DESCRIPTION OF THE TASK:
Set down all the entries again, word for word.

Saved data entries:
--*--

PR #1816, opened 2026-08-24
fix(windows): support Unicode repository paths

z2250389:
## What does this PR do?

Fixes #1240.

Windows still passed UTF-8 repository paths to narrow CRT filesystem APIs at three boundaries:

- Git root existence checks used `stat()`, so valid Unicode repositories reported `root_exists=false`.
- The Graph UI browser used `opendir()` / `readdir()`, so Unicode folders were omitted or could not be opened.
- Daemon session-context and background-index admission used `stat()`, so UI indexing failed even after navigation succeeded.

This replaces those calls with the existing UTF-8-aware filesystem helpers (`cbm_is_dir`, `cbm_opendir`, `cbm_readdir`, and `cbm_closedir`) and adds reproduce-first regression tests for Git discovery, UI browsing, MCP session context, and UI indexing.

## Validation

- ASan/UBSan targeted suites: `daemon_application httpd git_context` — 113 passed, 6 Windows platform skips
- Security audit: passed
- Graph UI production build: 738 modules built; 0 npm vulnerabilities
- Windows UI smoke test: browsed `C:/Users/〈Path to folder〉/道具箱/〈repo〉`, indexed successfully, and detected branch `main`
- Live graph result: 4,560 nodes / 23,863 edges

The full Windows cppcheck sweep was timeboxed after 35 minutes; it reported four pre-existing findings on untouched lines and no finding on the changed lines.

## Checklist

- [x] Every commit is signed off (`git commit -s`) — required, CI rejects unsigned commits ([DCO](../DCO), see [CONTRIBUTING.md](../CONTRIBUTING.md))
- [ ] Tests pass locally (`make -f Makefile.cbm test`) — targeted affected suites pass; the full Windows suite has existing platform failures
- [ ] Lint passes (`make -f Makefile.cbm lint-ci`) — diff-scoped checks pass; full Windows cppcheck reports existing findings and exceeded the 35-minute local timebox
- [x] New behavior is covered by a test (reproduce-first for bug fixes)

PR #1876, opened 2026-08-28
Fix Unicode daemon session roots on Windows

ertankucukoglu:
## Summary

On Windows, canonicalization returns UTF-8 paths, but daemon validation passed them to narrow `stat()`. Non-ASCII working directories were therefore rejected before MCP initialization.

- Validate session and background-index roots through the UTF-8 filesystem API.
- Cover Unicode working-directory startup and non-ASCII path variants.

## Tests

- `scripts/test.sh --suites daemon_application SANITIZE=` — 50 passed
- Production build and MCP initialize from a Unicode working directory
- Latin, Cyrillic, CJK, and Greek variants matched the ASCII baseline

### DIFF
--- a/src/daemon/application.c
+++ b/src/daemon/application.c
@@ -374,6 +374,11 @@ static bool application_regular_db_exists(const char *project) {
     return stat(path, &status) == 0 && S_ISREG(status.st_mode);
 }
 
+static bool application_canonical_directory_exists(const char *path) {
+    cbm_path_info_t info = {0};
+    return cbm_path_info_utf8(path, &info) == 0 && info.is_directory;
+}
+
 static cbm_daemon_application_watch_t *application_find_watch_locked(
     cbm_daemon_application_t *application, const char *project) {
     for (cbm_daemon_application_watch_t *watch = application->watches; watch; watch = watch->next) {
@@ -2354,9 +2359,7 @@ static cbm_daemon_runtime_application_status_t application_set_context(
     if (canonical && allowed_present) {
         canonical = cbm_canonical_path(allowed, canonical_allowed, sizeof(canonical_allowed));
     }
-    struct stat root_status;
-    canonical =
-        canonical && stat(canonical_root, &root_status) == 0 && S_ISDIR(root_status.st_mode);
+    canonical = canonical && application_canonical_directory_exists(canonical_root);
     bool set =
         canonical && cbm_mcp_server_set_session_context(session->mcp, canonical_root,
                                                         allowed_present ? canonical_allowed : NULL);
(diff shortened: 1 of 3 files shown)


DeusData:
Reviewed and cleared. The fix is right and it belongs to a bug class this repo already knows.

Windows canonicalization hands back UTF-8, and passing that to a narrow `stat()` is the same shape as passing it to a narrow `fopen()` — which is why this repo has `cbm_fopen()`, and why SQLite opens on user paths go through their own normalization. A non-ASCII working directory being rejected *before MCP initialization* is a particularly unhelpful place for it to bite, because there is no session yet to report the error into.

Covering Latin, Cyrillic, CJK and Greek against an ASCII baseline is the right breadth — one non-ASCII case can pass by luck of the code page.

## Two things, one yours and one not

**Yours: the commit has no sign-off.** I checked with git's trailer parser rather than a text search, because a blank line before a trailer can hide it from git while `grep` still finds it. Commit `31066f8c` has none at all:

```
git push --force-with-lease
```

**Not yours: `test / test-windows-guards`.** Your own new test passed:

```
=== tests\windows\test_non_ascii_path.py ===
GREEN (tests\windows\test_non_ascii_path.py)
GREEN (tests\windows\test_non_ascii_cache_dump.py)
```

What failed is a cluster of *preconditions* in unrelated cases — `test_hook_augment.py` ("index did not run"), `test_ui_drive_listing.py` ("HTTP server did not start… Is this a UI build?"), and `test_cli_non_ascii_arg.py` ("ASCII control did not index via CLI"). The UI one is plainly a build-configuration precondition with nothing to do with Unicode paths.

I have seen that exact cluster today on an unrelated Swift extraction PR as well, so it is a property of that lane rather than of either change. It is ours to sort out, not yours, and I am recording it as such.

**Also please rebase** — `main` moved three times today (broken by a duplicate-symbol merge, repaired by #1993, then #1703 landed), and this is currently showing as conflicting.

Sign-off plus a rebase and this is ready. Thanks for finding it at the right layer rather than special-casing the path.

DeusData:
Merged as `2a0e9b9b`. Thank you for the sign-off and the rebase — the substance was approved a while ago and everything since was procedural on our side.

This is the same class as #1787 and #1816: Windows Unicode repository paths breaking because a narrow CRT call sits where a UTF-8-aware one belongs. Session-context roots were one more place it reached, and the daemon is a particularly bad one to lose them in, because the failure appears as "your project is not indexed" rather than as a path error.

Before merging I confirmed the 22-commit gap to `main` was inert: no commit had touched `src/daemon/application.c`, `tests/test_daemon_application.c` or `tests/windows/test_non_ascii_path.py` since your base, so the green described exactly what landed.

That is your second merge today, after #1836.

--*--

SOLUTION FOR THIS PROBLEM:
PR #1816, opened 2026-08-24
fix(windows): support Unicode repository paths

z2250389:
## What does this PR do?

Fixes #1240.

Windows still passed UTF-8 repository paths to narrow CRT filesystem APIs at three boundaries:

- Git root existence checks used `stat()`, so valid Unicode repositories reported `root_exists=false`.
- The Graph UI browser used `opendir()` / `readdir()`, so Unicode folders were omitted or could not be opened.
- Daemon session-context and background-index admission used `stat()`, so UI indexing failed even after navigation succeeded.

This replaces those calls with the existing UTF-8-aware filesystem helpers (`cbm_is_dir`, `cbm_opendir`, `cbm_readdir`, and `cbm_closedir`) and adds reproduce-first regression tests for Git discovery, UI browsing, MCP session context, and UI indexing.

## Validation

- ASan/UBSan targeted suites: `daemon_application httpd git_context` — 113 passed, 6 Windows platform skips
- Security audit: passed
- Graph UI production build: 738 modules built; 0 npm vulnerabilities
- Windows UI smoke test: browsed `C:/Users/〈Path to folder〉/道具箱/〈repo〉`, indexed successfully, and detected branch `main`
- Live graph result: 4,560 nodes / 23,863 edges

The full Windows cppcheck sweep was timeboxed after 35 minutes; it reported four pre-existing findings on untouched lines and no finding on the changed lines.

## Checklist

- [x] Every commit is signed off (`git commit -s`) — required, CI rejects unsigned commits ([DCO](../DCO), see [CONTRIBUTING.md](../CONTRIBUTING.md))
- [ ] Tests pass locally (`make -f Makefile.cbm test`) — targeted affected suites pass; the full Windows suite has existing platform failures
- [ ] Lint passes (`make -f Makefile.cbm lint-ci`) — diff-scoped checks pass; full Windows cppcheck reports existing findings and exceeded the 35-minute local timebox
- [x] New behavior is covered by a test (reproduce-first for bug fixes)

PR #1876, opened 2026-08-28
Fix Unicode daemon session roots on Windows

ertankucukoglu:
## Summary

On Windows, canonicalization returns UTF-8 paths, but daemon validation passed them to narrow `stat()`. Non-ASCII working directories were therefore rejected before MCP initialization.

- Validate session and background-index roots through the UTF-8 filesystem API.
- Cover Unicode working-directory startup and non-ASCII path variants.

## Tests

- `scripts/test.sh --suites daemon_application SANITIZE=` — 50 passed
- Production build and MCP initialize from a Unicode working directory
- Latin, Cyrillic, CJK, and Greek variants matched the ASCII baseline

### DIFF
--- a/src/daemon/application.c
+++ b/src/daemon/application.c
@@ -374,6 +374,11 @@ static bool application_regular_db_exists(const char *project) {
     return stat(path, &status) == 0 && S_ISREG(status.st_mode);
 }
 
+static bool application_canonical_directory_exists(const char *path) {
+    cbm_path_info_t info = {0};
+    return cbm_path_info_utf8(path, &info) == 0 && info.is_directory;
+}
+
 static cbm_daemon_application_watch_t *application_find_watch_locked(
     cbm_daemon_application_t *application, const char *project) {
     for (cbm_daemon_application_watch_t *watch = application->watches; watch; watch = watch->next) {
@@ -2354,9 +2359,7 @@ static cbm_daemon_runtime_application_status_t application_set_context(
     if (canonical && allowed_present) {
         canonical = cbm_canonical_path(allowed, canonical_allowed, sizeof(canonical_allowed));
     }
-    struct stat root_status;
-    canonical =
-        canonical && stat(canonical_root, &root_status) == 0 && S_ISDIR(root_status.st_mode);
+    canonical = canonical && application_canonical_directory_exists(canonical_root);
     bool set =
         canonical && cbm_mcp_server_set_session_context(session->mcp, canonical_root,
                                                         allowed_present ? canonical_allowed : NULL);
(diff shortened: 1 of 3 files shown)


DeusData:
Reviewed and cleared. The fix is right and it belongs to a bug class this repo already knows.

Windows canonicalization hands back UTF-8, and passing that to a narrow `stat()` is the same shape as passing it to a narrow `fopen()` — which is why this repo has `cbm_fopen()`, and why SQLite opens on user paths go through their own normalization. A non-ASCII working directory being rejected *before MCP initialization* is a particularly unhelpful place for it to bite, because there is no session yet to report the error into.

Covering Latin, Cyrillic, CJK and Greek against an ASCII baseline is the right breadth — one non-ASCII case can pass by luck of the code page.

## Two things, one yours and one not

**Yours: the commit has no sign-off.** I checked with git's trailer parser rather than a text search, because a blank line before a trailer can hide it from git while `grep` still finds it. Commit `31066f8c` has none at all:

```
git push --force-with-lease
```

**Not yours: `test / test-windows-guards`.** Your own new test passed:

```
=== tests\windows\test_non_ascii_path.py ===
GREEN (tests\windows\test_non_ascii_path.py)
GREEN (tests\windows\test_non_ascii_cache_dump.py)
```

What failed is a cluster of *preconditions* in unrelated cases — `test_hook_augment.py` ("index did not run"), `test_ui_drive_listing.py` ("HTTP server did not start… Is this a UI build?"), and `test_cli_non_ascii_arg.py` ("ASCII control did not index via CLI"). The UI one is plainly a build-configuration precondition with nothing to do with Unicode paths.

I have seen that exact cluster today on an unrelated Swift extraction PR as well, so it is a property of that lane rather than of either change. It is ours to sort out, not yours, and I am recording it as such.

**Also please rebase** — `main` moved three times today (broken by a duplicate-symbol merge, repaired by #1993, then #1703 landed), and this is currently showing as conflicting.

Sign-off plus a rebase and this is ready. Thanks for finding it at the right layer rather than special-casing the path.

DeusData:
Merged as `2a0e9b9b`. Thank you for the sign-off and the rebase — the substance was approved a while ago and everything since was procedural on our side.

This is the same class as #1787 and #1816: Windows Unicode repository paths breaking because a narrow CRT call sits where a UTF-8-aware one belongs. Session-context roots were one more place it reached, and the daemon is a particularly bad one to lose them in, because the failure appears as "your project is not indexed" rather than as a path error.

Before merging I confirmed the 22-commit gap to `main` was inert: no commit had touched `src/daemon/application.c`, `tests/test_daemon_application.c` or `tests/windows/test_non_ascii_path.py` since your base, so the green described exactly what landed.

That is your second merge today, after #1836.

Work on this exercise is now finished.